Discrimination positive ou compensation du handicap ?

Proclamée « année européenne des personnes handicapées » par la Commission européenne, 2003 a aussi été consacrée  par le Premier ministre « Grande cause nationale du handicap ». Au-delà des commémorations, que propose de neuf notre société face au handicap ?

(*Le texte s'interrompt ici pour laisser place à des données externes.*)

PR #456, opened 2022-02-16
SMP: Set Idle task affinity on creation

Dazza0:
Description
---------------
Idle tasks created in `prvCreateIdleTasks()` should be pinned to their target core on creation. Not doing can result in `prvMinimalIdleTask()` running on core 0 and `prvIdleTask()` running on cores 1 to N-1.

Test Steps
--------------
In `vApplicationIdleHook()`, assert that the current core ID is always 0

Related Issue
------------------

### DIFF
--- a/tasks.c
+++ b/tasks.c
@@ -2744,6 +2744,9 @@ static BaseType_t prvCreateIdleTasks( void )
                 #endif
             }
         #endif /* configSUPPORT_STATIC_ALLOCATION */
+
+        /* Pin the created idle task to its target core. */
+        vTaskCoreAffinitySet( xIdleTaskHandle[ xCoreID ], ( 1 << xCoreID ) );
     }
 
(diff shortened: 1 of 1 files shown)


aggarg (approved):

Dazza0:
@n9wxu Hi sorry for the late reply. The pinning of the IDLE tasks on the ESP32 were done primarily for the following reasons.

- Due to FPU lazy context saving, any tasks that uses the FPU will:
    - Automatically get pinned to a core on creation
    - Must be deleted on the same core it was pinned on (i.e., the IDLE task needs to go and clear the registers)
- Feeding of the task watchdog timer (the Idle task must be able to run on each core occasionally to guarantee that no particular CPU is 100% busy)

I'll check again if some other ways to work around the IDLE tasks not being pinned on the ESP32.

PR #470, opened 2022-03-09
SMP: Add task creation with affinity functions

Dazza0:
Description
-----------

We have some instances when a task function must be guaranteed to only ever run on a particular core such as:

- When the task function accesses some shared array indexed by  `xCoreID`
- When the task function accesses some per-cpu specific resources (such as coprocessors) 

The current task creation API expects users to set a task's affinity (using `vTaskCoreAffinitySet()`) after the task is created. For example, if Task A creates Task B using `xTaskCreate()`, Task A should then set the core affinity of Task B using `vTaskCoreAffinitySet()`.

However, as soon as Task B is created, it is possible for Task B to be scheduled on any core (as created tasks have no core affinity by default). Thus, extra logic is required in both Task A and Task B in order to guarantee that bulk of Task B only ever runs on its intended core. For example:

```c
void TaskB(void *arg)
{
    ulTaskNotifyTake(pdTRUE, portMAX_DELAY);  //Wait to be started by Task A after affinity is set
    ...
}

void TaskA(void *arg)
{
    TaskHandle_t hdl_B;
    xTaskCreate(..., &hdl_B); //Create Task B
    vTaskCoreAffinitySet(hdl_B, 1 << 0);  //Pin Task B to core 0
    xTaskNotifyGive(hdl_B); //Start TaskB
}

```

This PR adds the convenience function listed below, which allow a task's core affinity to be specified on creation. This will guarantee that the task will only ever run on it's intended cores, and saves us from needing the extra logic demonstrated in the example above.

- `xTaskCreateAffinitySet()`
- `xTaskCreateStaticAffinitySet()`
- `xTaskCreateRestrictedAffinitySet()`
- `xTaskCreateRestrictedStaticAffinitySet()`

Test Steps
-----------

Related Issue
-----------

### DIFF
--- a/include/task.h
+++ b/include/task.h
@@ -380,6 +380,16 @@ typedef enum
                             TaskHandle_t * const pxCreatedTask ) PRIVILEGED_FUNCTION;
 #endif
 
+#if ( ( configSUPPORT_DYNAMIC_ALLOCATION == 1 ) && ( configNUM_CORES > 1 ) && ( configUSE_CORE_AFFINITY == 1 ) )
+    BaseType_t xTaskCreateAffinitySet( TaskFunction_t pxTaskCode,
+                                       const char * const pcName,     /*lint !e971 Unqualified char types are allowed for strings and single characters only. */
+                                       const configSTACK_DEPTH_TYPE usStackDepth,
+                                       void * const pvParameters,
+                                       UBaseType_t uxPriority,
+                                       UBaseType_t uxCoreAffinityMask,
+                                       TaskHandle_t * const pxCreatedTask ) PRIVILEGED_FUNCTION;
+#endif
+
 /**
  * task. h
  * <pre>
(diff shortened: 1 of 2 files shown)


aggarg (approved):

n9wxu (approved):

snikeguo:
prvCreateIdleTasks->xTaskCreate->xTaskCreateAffinitySet->prvInitialiseNewTask->pxPortInitialiseStack

in tricore :
pxPortInitialiseStack()
{
  var csa=GetCurrentCpuFreeCsaArea();
  init csa; 
   init sp;
  int .....
}
For the TRICORE architecture, each core can only access its own CSA and cannot access the CSAs of other cores, so xTaskCreate must be executed on the corresponding core!

dongsheng-autra:
> prvCreateIdleTasks->xTaskCreate->xTaskCreateAffinitySet->prvInitialiseNewTask->pxPortInitialiseStack
> 
> in tricore : pxPortInitialiseStack() { var csa=GetCurrentCpuFreeCsaArea(); init csa; init sp; int ..... } For the TRICORE architecture, each core can only access its own CSA and cannot access the CSAs of other cores, so xTaskCreate must be executed on the corresponding core!

Hi @snikeguo ,

I am working on TC397, and trying multi-core support, do you have some code to share?

PR #489, opened 2022-04-20
Format code, and remove implicit tests

alfred2g:
Format code, and remove implicit tests

Description
-----------
Run uncrustify on the code
Remove implicit tests

Test Steps
-----------
 Demo build and run

### DIFF
--- a/portable/ThirdParty/GCC/Posix/port.c
+++ b/portable/ThirdParty/GCC/Posix/port.c
@@ -27,28 +27,29 @@
  */
 
 /*-----------------------------------------------------------
- * Implementation of functions defined in portable.h for the Posix port.
- *
- * Each task has a pthread which eases use of standard debuggers
- * (allowing backtraces of tasks etc). Threads for tasks that are not
- * running are blocked in sigwait().
- *
- * Task switch is done by resuming the thread for the next task by
- * signaling the condition variable and then waiting on a condition variable
- * with the current thread.
- *
- * The timer interrupt uses SIGALRM and care is taken to ensure that
- * the signal handler runs only on the thread for the current task.
- *
- * Use of part of the standard C library requires care as some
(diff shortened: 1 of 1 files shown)


portable/ThirdParty/GCC/Posix/port.c
```diff
@@ -338,12 +344,13 @@ static uint64_t prvStartTimeNs;
...
-struct itimerval itimer;
-int iRet;
+    struct itimerval itimer;
+    int iRet;
 
     /* Initialise the structure with the current timer information. */
     iRet = getitimer( ITIMER_REAL, &itimer );
-    if ( iRet )
+
+    if( iRet == -1 )
```
kstribrnAmzn, line 353: This is a difference condition from the one you're replacing. Before it was checking that the value is non-zero. Now it's checking that it's -1.

Questions:
1. Are any values other than -1 used to represent an error?
2. Could a positive value be returned?

alfred2g: if (iRet) would be true on -1, only a zero would be considered false
1.  Only -1 on error, the error code is returned in errno
2.  No positive values in this one, unlike pthread_create which returns a positive error code

kstribrnAmzn: >if (iRet) would be true on -1, only a zero would be considered false
Agreed...What I'm getting at is before `if (iRet)` would be true for _any_ non-zero number, and false for 0. What we have now is for it to be true iff `iRet` is -1. This is a very different conditional. We'd now be excluding all positive numbers from this case and all negative numbers other than one.

With that said...since the errno can only be -1 it's all good. I'll approve.

aggarg (approved):

kstribrnAmzn (approved):

PR #497, opened 2022-05-30
RP2040: Allow FreeRTOS to be added to the parent CMake project post initialization of the Pico SDK

kilograham:
Including FreeRTOS in the top level CMakeLists.txt is not always convenient, so this change allows
FreeRTOS_Kernel_import.cmake or just the CMakeLists.txt to be included wherever in the user's project.


kilograham:
Actually this does not correctly inject the headers; so I will work on this some more

kilograham:
Note, this is now ready to go. Would be good to get it merged as it is needed for an upcoming release of our software.

aggarg (dismissed):

alfred2g (approved):

paulbartell (approved):

PR #1361, opened 2026-01-29
Fix undefined behavior in pointer comparison

Tedlion:
Replace direct pointer comparison with integer comparison in prvInsertBlockIntoFreeList() to avoid undefined behavior.

According to the C standard, take C11 standard for instance, there is  following description in Section 6.5.8 Relational operators: "When two pointers are compared, the result depends on the relative locations in the address space of the objects pointed to. If two pointers to object types both point to the same object, or both point one past the last element of the same array object, they compare equal. If the objects pointed to are members of the same aggregate object, pointers to structure members declared later compare greater than pointers to members declared earlier in the structure, and pointers to array elements with larger subscript values compare greater than pointers to elements of the same array with lower subscript values. All pointers to members of the same union object compare equal. If the expression P points to an element of an array object and the expression Q points to the last element of the same array object, the pointer expression Q+1 compares greater than P. In all other cases, the behavior is undefined."

So the comparison "heapPROTECT_BLOCK_POINTER( pxIterator->pxNextFreeBlock ) < pxBlockToInsert" is UB, and a explicit cast will fix that.

Description
-----------

Test Steps
-----------

Checklist:
----------

Related Issue
-----------

### DIFF
--- a/portable/MemMang/heap_5.c
+++ b/portable/MemMang/heap_5.c
@@ -489,7 +489,8 @@ static void prvInsertBlockIntoFreeList( BlockLink_t * pxBlockToInsert ) /* PRIVI
 
     /* Iterate through the list until a block is found that has a higher address
      * than the block being inserted. */
-    for( pxIterator = &xStart; heapPROTECT_BLOCK_POINTER( pxIterator->pxNextFreeBlock ) < pxBlockToInsert; pxIterator = heapPROTECT_BLOCK_POINTER( pxIterator->pxNextFreeBlock ) )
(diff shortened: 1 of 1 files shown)


archigup:
This comparison does not seem like UB to me. Both pointers are from the same memory object (the backing array for the heap). Though using a static array for backing an allocator technically violates strict aliasing, so you may want to compile with a `-fno-strict-aliasing` or equivalent compiler flag.

Tedlion:
"_pointers to array elements with larger subscript values compare greater than pointers to elements of the same array with lower subscript values_". Well, it does not expilicitly require the pointer to be the same type of the array elements. So maybe I took the rule too strictly?

PR #1369, opened 2026-02-19
added example project for porting of freertos to stm32u545re mcu

yaswanthksas:
Added STM32U545RE ported version of FreeRTOS bring-up example (Cortex-M33)

Description
------------ 
1. This example demonstrates two tasks are running one after other. 
2. sucessful porting of freeRTOS to stm32u545re mcu. 
3. changed systick handler, pendsv handler, svc handler configurable to cortex m33. 

Test Steps
-----------
1. two tasks are running one after other with round robin fashion and by changing priority of one of the task can make premptive priority fashion. 
Architecture view: 
image


yaswanthksas:
how long it will take to merge in the main branch

cookpate:
This project should be in its own repository. The FreeRTOS org already a reference for another STM32U5 series MCU, also using a Cortex-M33, here: https://github.com/FreeRTOS/iot-reference-stm32u5. 

The reference platform uses Git Submodules to maintain up-to-date dependencies. This PR contains bare copies of the FreeRTOS Kernel and STM drivers and headers, which probably cannot be accepted as-is.

It might be possible to add the stm32u545re to the reference's Projects folder if it can use close to the same setup steps. The main difference should be the choice of project and MCU the user builds and flashes to.

PR #1396, opened 2026-04-04
stream_buffer: require batching buffers to exceed the trigger level

officialasishkumar:
Description
-----------
Batching stream buffers are documented to unblock receivers only after the buffered byte count exceeds the trigger level. Both `xStreamBufferSend()` and `xStreamBufferSendFromISR()` currently notify as soon as the count reaches that level, which wakes a blocked receiver too early and can make `xStreamBufferReceive()` return `0` bytes while the buffer still holds exactly trigger-level data.

This change routes both send paths through a shared helper so batching buffers require a strict greater-than check, while stream and message buffers keep their existing trigger semantics.

Test Steps
-----------
1. Built the existing `FreeRTOS/Test/CMock/stream_buffer/api` harness against the updated `FreeRTOS-Kernel` working tree.
2. Ran focused local batching-buffer regression cases against that harness for both the task send path and the ISR send path.

Checklist:
----------

Related Issue
-----------
#1375

### DIFF
--- a/stream_buffer.c
+++ b/stream_buffer.c
@@ -257,6 +257,15 @@ typedef struct StreamBufferDef_t
 static size_t prvBytesInBuffer( const StreamBuffer_t * const pxStreamBuffer ) PRIVILEGED_FUNCTION;
 
 /*
+ * Returns pdTRUE when the amount of buffered data should unblock a task that
+ * is waiting to receive data. Stream batching buffers require the buffered
+ * data to exceed the trigger level, whereas stream and message buffers unblock
+ * when the trigger level is reached.
+ */
+static BaseType_t prvBytesInBufferMeetTriggerLevel( const StreamBuffer_t * const pxStreamBuffer,
+                                                    size_t xBytesInBuffer ) PRIVILEGED_FUNCTION;
+
+/*
  * Add xCount bytes from pucData into the pxStreamBuffer's data storage area.
  * This function does not update the buffer's xHead pointer, so multiple writes
  * may be chained together "atomically". This is useful for Message Buffers where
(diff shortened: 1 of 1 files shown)


kstribrnAmzn (approved):

kstribrnAmzn:
Changes look good though a rebase is needed. Please update your PR to contain the latest commits from the main branch.

I did leave a conceptual comment on https://github.com/FreeRTOS/FreeRTOS-Kernel/issues/1375. We can greatly simplify code changes by having the batching buffer trigger when data _equals_ the threshold rather than _exceeding_ the threshold. This is probably a breaking change though so your fix here is best.

kstribrnAmzn:
I've raised https://github.com/FreeRTOS/FreeRTOS-Kernel/pull/1406 which is the counterpart to your PR. Let me know your thoughts. I'm in favor of simplify the number of conditionals required by better aligning existing stream buffer behavior - though your change is the correct one if we want to keep the existing threshold behavior.

officialasishkumar:
Rebased onto current `main` in 4df89dcf5.

kstribrnAmzn:
Accepting your PR since this preserves the behavior that the user would expect per documentation. In the future, as in when the next major Kernel release is done, I'll back out this change and replace it with https://github.com/FreeRTOS/FreeRTOS-Kernel/pull/1406 to reduce code.

kstribrnAmzn:
The only failing check (WIN/MSVC) was failing due to an ARM gitlab repo. This PR does not impact this. Approving.

kstribrnAmzn (approved):

archigup (approved):

PR #1397, opened 2026-04-08
Provide alternative approach for consuming freeRTOS by cmake projects

eMKa94:
Description
-----------
Provide possibility to consume freeRTOS sources as CMake Interface libraries without compromising existing solution.

### DIFF
--- a/CMakeLists.txt
+++ b/CMakeLists.txt
@@ -16,6 +16,7 @@ cmake_minimum_required(VERSION 3.15)
 # implementation (e.g. when only static allocation is used).
 
 # `freertos_config` target defines the path to FreeRTOSConfig.h and optionally other freertos based config files
+if(NOT CMAKE_INTERFACE_LIBRARY)
 if(NOT TARGET freertos_config )
     if (NOT DEFINED FREERTOS_CONFIG_FILE_DIRECTORY )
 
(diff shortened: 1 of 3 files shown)


archigup:
Hi, could you describe the use case you are looking for? I'm concerned about adding more options to the cmake adding maintenance overhead.

eMKa94:
> Hi, could you describe the use case you are looking for? I'm concerned about adding more options to the cmake adding maintenance overhead.

I've described it a bit [here](https://forums.freertos.org/t/freertos-as-a-cmake-interface-library/23239).

It is not only my personal issue... Current FreeRTOS internal CMake is not quite friendly for projects that define multiple different targets ( Like maintaining an ecosystem with many different devices, which is quite common in many companies... ). Reconfiguring the whole CMake project just to set a different port, heap strategy, or simply different compile options is a huge overkill.

My simple solution provides a way to reuse kernel files and select port/heap files per target as many times as the user wants within a single CMake configure operation....

In other words... 

add_subdirectory(FreeRTOS) does not need to have HEAP / PORT CMake variables.
It just provides interface libraries for kernel, particular ports and heap strategies. 

And any target that need freeRTOS simply link what it needs and have a correct setup with a single CMake Configure operation.

I've decided to share it since a lot of people were saying that it will be cool to have it in the official branch...

PR #1409, opened 2026-04-25
fix: TOCTOU race condition in vTaskListTasks() + add .editorconfig

srpatcha:
### 1. Add .editorconfig for consistent code formatting
Adds a standard `.editorconfig` file to ensure consistent formatting across editors.

### 2. Fix TOCTOU race condition in `vTaskListTasks()` (`tasks.c`)
`vTaskListTasks()` reads the volatile `uxCurrentNumberOfTasks` variable twice — once to set `uxArraySize` and again for the `pvPortMalloc()` call. If a task is created between the two reads, the allocated buffer is too small for the data written by `uxTaskGetSystemState()`, causing a buffer overflow.

**Fix:** Use the local `uxArraySize` variable (already captured) for both the size check and the malloc call.

### DIFF
--- a/.editorconfig
+++ b/.editorconfig
@@ -1,0 +1,21 @@
+root = true
+
+[*]
+end_of_line = lf
+insert_final_newline = true
+trim_trailing_whitespace = true
+charset = utf-8
+
+[*.{c,h,cpp,hpp}]
+indent_style = space
+indent_size = 4
+
+[*.{yml,yaml}]
+indent_style = space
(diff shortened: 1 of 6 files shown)


archigup:
Please separate out the bug fix from the other changes

srpatcha:
Closing per @archigup's request to separate the bug fix from other changes. Reopening as a focused PR with only the TOCTOU fix.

Il en va des institutions comme des êtres humains : les fêtes et les anniversaires peuvent donner lieu au seul plaisir des libations ou permettre de ne pas se contenter des agapes proposées. Le choix qu’a fait l’IME Marie Moreau, pour célébrer les 10 ans de sa rénovation fut de proposer au personnel, aux familles et aux partenaires de l’institution réunis pour l’occasion, une réflexion sur les évolutions qui se font jour notamment au travers de la révision de la loi d’orientation du 30 juin 1975 qui semble amorcer un net glissement du principe de la discrimination positive à celui de compensation du handicap. Deux conférenciers étaient présents, ce 3 octobre, pour évoquer ce changement de cap : Johan Prioux, conseiller technique à L’UNIOPSS et Vincent Assante, ancien membre Conseil économique et social  (1), puis chargé de mission auprès de Ségolène Royale ayant piloté la mission d’étude en vue de la révision de la loi  de 1975.

 

Les lacunes du modèle français

La politique française, commencera Johan Prioux, a souvent été décrite comme basée sur le principe de « discrimination positive ». Ce principe, inspiré des pratiques américaines visant à favoriser entre autres les minorités noires particulièrement défavorisées, par l’instauration de quotas de cette population dans les universités, les productions cinématographiques, a trouvé une application dans notre pays sous la forme, par exemple, des places de parking réservées aux personnes titulaires d’une carte d’invalidité (elle sont de fait encore trop souvent occupées par des valides). Si un nombre impressionnant d’institutions spécialisées ont vu le jour et continuent à augmenter le nombre de leurs places, on est loin dans les conditions d’accueil qu’elles proposent de ce qui se passe ailleurs. En France, une Maison d’accueil spécialisée est considérée comme insuffisamment rentable en dessous de 40 lits. En Allemagne et en Autriche, un seuil maximum de 20 lits a été fixé, correspondant à des lieux de vie considérés comme « intelligibles » et « à échelle humaine ». Le respect de cette règle conditionne l’obtention de subventions publiques. En Suède, pays le plus avancé dans ce domaine, ce seuil a été abaissé à 6 personnes, chacune d’entre elles devant disposer d’un minimum de deux pièces (l’une pour les soins et traitements médicaux, l’autre débarrassée des appareillages pour vivre une vie sociale ordinaire), plus une salle de bain privative ainsi qu’une cuisine permettant de partager en famille ou avec les amis un repas convivial.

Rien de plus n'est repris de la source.